August 9, 2022
CHICAGO: More than 5 billion people worldwide lack access to safe surgical and anesthesia care, resulting in increased mortality rates and post-surgical complications. To meet the challenges posed by this critical global health issue, the American College of Surgeons (ACS) has partnered with three academic health systems to develop a new Academic Global Surgery Fellowship to address surgical disparities in underserved populations.
The American College of Surgeons Operation Giving Back (ACS OGB) program, together with the University of Utah Center for Global Surgery, the Program for Global Surgery at Virginia Commonwealth University, and Hawassa University College of Medicine and Health Sciences, will commit their distinctive capabilities to launch and support the fellowship program.
The fellowship program, which begins this summer, will build upon the efforts of an existing training program established between the ACS OGB program and the Hawassa University College of Medicine and Health Sciences, located in the College of Surgeons of East, Central, and Southern Africa (COSECSA) region. Since 2018, that program has focused on building surgical services, clinical care, quality improvement programs, and research at Hawassa University Hospital, a 480-bed referral hospital in Hawassa, Ethiopia that serves a population of more than 18 million people.
During the COVID-19 pandemic, the research workgroup for the “Hawassa Hub”—one of ACS OGB’s training programs consisting of Hawassa University faculty members and members of U.S. consortia schools—organized virtual training activities and discussions on ways to improve surgical research in Hawassa. The Academic Global Surgery Fellowship program will accelerate further all efforts by fostering interdisciplinary and multidisciplinary collaborations centered on surgical training, research, and education.
Each year, fellows will be selected from either the University of Utah or Virginia Commonwealth University for a one-year appointment. Fellows will facilitate research, conduct educational and quality improvement programs, disseminate results and data, create a mentoring relationship, and increase academic output at Hawassa University Hospital. To build lasting partnerships and produce impactful research, fellows will travel to Hawassa for three to six months over the course of the fellowship and they also will be invited to participate in advocacy campaigns. Their research will be presented at related conferences and will be documented in a final year-end report.

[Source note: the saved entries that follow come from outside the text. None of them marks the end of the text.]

PR #8236, opened 2021-07-23
Implement move operations for HTTPClient

### LINKED ISSUE #8231: Unable to set HTTPClient to a std::optional
### Basic Infos

#### Platform

- Hardware:					ESP-12
- Core Version:			3.0.1
- Operating System:		Ubuntu

### Problem Description

We are unable to set a HTTPClient to a std::optional<HTTPClient> that already exists. I have no idea why, the compiler generates hundreds of lines of error all related to the fact that `std::optional<HTTPClient>(std::optional<HTTPClient>&&)` is implicitly deleted. So right now it's impossible to set a HTTPClient to a std::optional, and I have no idea how to make it work, or provide a PR for this (although I'm willing if pointed in the right direction). But this seems a bug. And is something we actually need (we memset the unused 4kb sys stack to zero and cast it to a struct that contains a bunch of classes, and the easier way to properly initialize them is to wrap them in an optional).

```cpp

#include <optional>

void setup() {
    std::optional<HTTPClient> http;
    http = std::make_optional(HTTPClient());
}

void loop() {

}

```

### Debug Messages

It's a huge compiler error: https://pastebin.com/2NZzvrgY

The core of it seems this:
```
include/loop.hpp:189:57: error: use of deleted function 'std::optional<HTTPClient>& std::optional<HTTPClient>::operator=(std::optional<HTTPClient>&&)'
  189 |       this->data->http = std::make_optional(HTTPClient());

.platformio/packages/toolchain-xtensa@2.100200.0/xtensa-lx106-elf/include/c++/10.2.0/optional:659:11: note: 'std::optional<HTTPClient>& std::optional<HTTPClient>::operator=(std::optional<HTTPClient>&&)' is implicitly deleted because the default definition would be ill-formed:
  659 |     class optional
      |           ^~~~~~~~

.platformio/packages/toolchain-xtensa@2.100200.0/xtensa-lx106-elf/include/c++/10.2.0/optional:659:11: error: use of deleted function 'std::_Enable_copy_move<false, false, false, false, _Tag>& std::_Enable_copy_move<false, false, false, false, _Tag>::operator=(std::_Enable_copy_move<false, false, false, false, _Tag>&&) [with _Tag = std::optional<HTTPClient>]'

.platformio/packages/toolchain-xtensa@2.100200.0/xtensa-lx106-elf/include/c++/10.2.0/bits/enable_special_members.h:306:5: note: declared here
  306 |     operator=(_Enable_copy_move&&) noexcept                         = delete;

.platformio/packages/toolchain-xtensa@2.100200.0/xtensa-lx106-elf/include/c++/10.2.0/optional: In instantiation of 'constexpr std::optional<typename std::decay<_Tp>::type> std::make_optional(_Tp&&) [with _Tp = HTTPClient; typename std::decay<_Tp>::type = std::decay<HTTPClient>::type]':
include/loop.hpp:189:57:   required from here .platformio/packages/toolchain-xtensa@2.100200.0/xtensa-lx106-elf/include/c++/10.2.0/optional:1207:62: error: no matching function for call to 'std::optional<HTTPClient>::optional(<brace-enclosed initializer list>)'
 1207 |     { return optional<decay_t<_Tp>> { std::forward<_Tp>(__t) }; }

```

And it goes on and on.

paulocsanz:
Fixes #8231

This implements move constructor and assignment for HTTPClient, intended to support std::optional<HTTPClient> proper usage. It's not clear to me if this is the right place to test for compilation errors.

### DIFF
--- a/tests/device/test_sw_http_client/test_sw_http_client.ino
+++ b/tests/device/test_sw_http_client/test_sw_http_client.ino
@@ -212,17 +212,6 @@ TEST_CASE("HTTPS GET request", "[HTTPClient]")
     }
 }
 
-TEST_CASE("Move constructible", "[HTTPClient]")
-{
-   {
-       std::optional<HTTPClient> maybe;
-       maybe = std::make_optional(HTTPClient());
-   }
-   {
-       HTTPClient http(std::move(HTTPClient()));
-   }
-}
-
 void loop()
 {
 }
--- a/tests/device/test_sw_http_client/test_sw_http_client.ino
+++ b/tests/device/test_sw_http_client/test_sw_http_client.ino
@@ -3,6 +3,7 @@
 #include <ESP8266HTTPClient.h>
 #include <BSTest.h>
 #include <pgmspace.h>
+#include <optional>
 
 BS_ENV_DECLARE();
 
@@ -209,6 +210,12 @@ TEST_CASE("HTTPS GET request", "[HTTPClient]")
             }
         }
     }
+}
+
+TEST_CASE("Move constructible", "[HTTPClient]")
+{
+   std::optional<HTTPClient> maybe;
+   maybe = std::make_optional(HTTPClient());
 }
 
 void loop()
--- a/tests/device/test_sw_http_client/test_sw_http_client.ino
+++ b/tests/device/test_sw_http_client/test_sw_http_client.ino
@@ -214,8 +214,13 @@ TEST_CASE("HTTPS GET request", "[HTTPClient]")
 
 TEST_CASE("Move constructible", "[HTTPClient]")
 {
-   std::optional<HTTPClient> maybe;
-   maybe = std::make_optional(HTTPClient());
+   {
+       std::optional<HTTPClient> maybe;
+       maybe = std::make_optional(HTTPClient());
+   }
+   {
+       HTTPClient http(std::move(HTTPClient()));
+   }
 }
 
 void loop()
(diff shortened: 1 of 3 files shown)


mcspr:
Late sorry for not being clear, since I did not literally mean to implement the move yourself with every member, and it should be apparent it is not really... nice looking and there is a better way to handle this.

Just for consideration: https://github.com/esp8266/Arduino/compare/master...mcspr:ptr-wrap-test
(and strictly solving the problem at hand, idk if I'd call it something nice either. real change I'd like would touch much more stuff)
With the idea to have a protocol for certain members handled through the member class itself, and not to manually micro-manage everything.

tests/device/test_sw_http_client/test_sw_http_client.ino
```diff
@@ -211,6 +212,17 @@ TEST_CASE("HTTPS GET request", "[HTTPClient]")
...
+{
+   {
+       std::optional<HTTPClient> maybe;
+       maybe = std::make_optional(HTTPClient());
+   }
+   {
+       HTTPClient http(std::move(HTTPClient()));
+   }
+}
+
```
mcspr, line 225: And another note for this, I think it would be sufficient to have:
```cpp
static_assert(std::is_default_constructible_v<HTTPClient>, "");
static_assert(!std::is_copy_constructible_v<HTTPClient>, "");
static_assert(std::is_move_constructible_v<HTTPClient>, "");
static_assert(std::is_move_assignable_v<HTTPClient>, "");
```
in the library's .cpp?

paulocsanz:
Your changes seem way better! Since you already implemented it, wouldn't you prefer to provide a PR and I close this one?

Just a suggestion, a name like ObserverPtr/NonOwningPtr seem better than ClientWrapper.

It seems a std::unique_ptr<Client> with a no-op deleter would work as well, but seem hackish.

My first instinct was using `std::optional<std::reference_wrapper<Client>>`, but it may be overkill to bring all those dependencies for this small feature.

“This fellowship program will provide the next generation of surgeons with the opportunity to directly engage in research and quality improvement work at one of our leading training hubs in Hawassa, Ethiopia,” said Girma Tefera, MD, FACS, Director of ACS OGB. “Fellows will conduct robust research in support of our long-term mission to reduce health disparities and improve the continuum of care for surgical patients.”
Anteneh Gadisa, MD, FCS-ECSA, FACS, chief executive director, Hawassa University College of Medicine and Health Sciences, notes that the program will add meaningful depth to an already productive collaboration between Hawassa University and partner universities. “It will create an opportunity both for the fellow and Hawassa faculty to learn from each other and work on selected projects, thereby helping to bring the intended changes in the clinical, academic, and research activities at Hawassa University,” he said.
By understanding the challenges in surgical education and clinical care in Ethiopia and collectively developing, implementing, and analyzing actions, the program will “produce measurable and sustainable impact in health care,” added Edgar Bruck Rodas, MD, FACS, an associate professor in the division of acute care surgical services at Virginia Commonwealth University (VCU) and director of the VCU Program for Global Surgery.
Sudha P. Jayaraman, MD, MSc, FACS, a professor of surgery and director of the University of Utah Center for Global Surgery, has witnessed firsthand how research and effective programming can help reduce global health disparities. Her work on trauma epidemiology and systems development in East Africa has focused on addressing disparities in trauma mortality. For Dr. Jayaraman, the fellowship program fills an acute need in reducing global health surgical disparities and offers fellows an important steppingstone in their careers as surgeons.
“We look forward to helping participants learn the fundamentals of surgical systems across resource settings, providing strong mentorship across institutions, and preparing them to develop impactful careers in academic global surgery,” she said.
For more information about the fellowship and related programs, please visit ACS Operation Giving Back.
The American College of Surgeons is a scientific and educational organization of surgeons that was founded in 1913 to raise the standards of surgical practice and improve the quality of care for all surgical patients. The College is dedicated to the ethical and competent practice of surgery. Its achievements have significantly influenced the course of scientific surgery in America and have established it as an important advocate for all surgical patients. The College has more than 84,000 members and is the largest organization of surgeons in the world. "FACS" designates that a surgeon is a Fellow of the American College of Surgeons.